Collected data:
PR #2514, opened 2017-09-06
Charlesmchen/pull to refresh contacts

charlesmchen:
### This PR is now ready for review.

PTAL @michaelkirk

### DIFF
--- a/Signal/src/ViewControllers/NewContactThreadViewController.m
+++ b/Signal/src/ViewControllers/NewContactThreadViewController.m
@@ -127,7 +127,7 @@ NS_ASSUME_NONNULL_BEGIN
 {
     OWSAssert([NSThread isMainThread]);
 
-    [self.contactsViewHelper.contactsManager requestSystemContactsOnce];
+    [self.contactsViewHelper.contactsManager fetchSystemContactsIfAlreadyAuthorizedAndIgnoreDebounce];
 
     [refreshControl endRefreshing];
 }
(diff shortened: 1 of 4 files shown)


charlesmchen:

PTAL @michaelkirk

Signal/src/ViewControllers/NewContactThreadViewController.m
```diff
@@ -113,9 +113,25 @@ - (void)loadView
...
+    [self.tableViewController.tableView insertSubview:pullToRefreshView atIndex:0];
+
     [self updateTableContents];
 }
 
+- (void)pullToRefreshPerformed:(UIRefreshControl *)refreshControl
+{
+    OWSAssert([NSThread isMainThread]);
+
+    [self.contactsViewHelper.contactsManager requestSystemContactsOnce];
```
michaelkirk: As I understand it, the primary use case for this feature is when Alice has had Bob in her contacts for a long time, but Bob *just* signed up for Signal. Alice won't see Bob listed as a valid recipient (with HEAD of master) unless:
1.  she knows to restart her app
2. she makes some edit to her contacts
3. the contact-refresh timeout expires (12 hours).

As I understand it the purpose of this feature is to give a user a somewhat intuitive way to override that 12 hour timeout. As written, I don't think this change would actually accomplish anything since we already `requestSystemContactsOnce` when this VC appears.

Instead I think we want this to perform a contact intersection **every** time someone pulls to refresh, i.e. call `updateContacts` directly. Though maybe we need to ensure we're doing the right thing WRT contact access.

charlesmchen: Great point.  I've updated the PR.  

PTAL @michaelkirk

PR #2517, opened 2017-09-07
Always present settings from OWSNavigationController

michaelkirk:
For 2.16

We were using UINavigationController in a couple of places.

PTAL @charlesmchen


charlesmchen:
Can you please re-open against `release/2.16.0` instead of `master`?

Exercise brief:
From the records above, return each line that includes "isMainThread".

The answer:
     OWSAssert([NSThread isMainThread]);
+    OWSAssert([NSThread isMainThread]);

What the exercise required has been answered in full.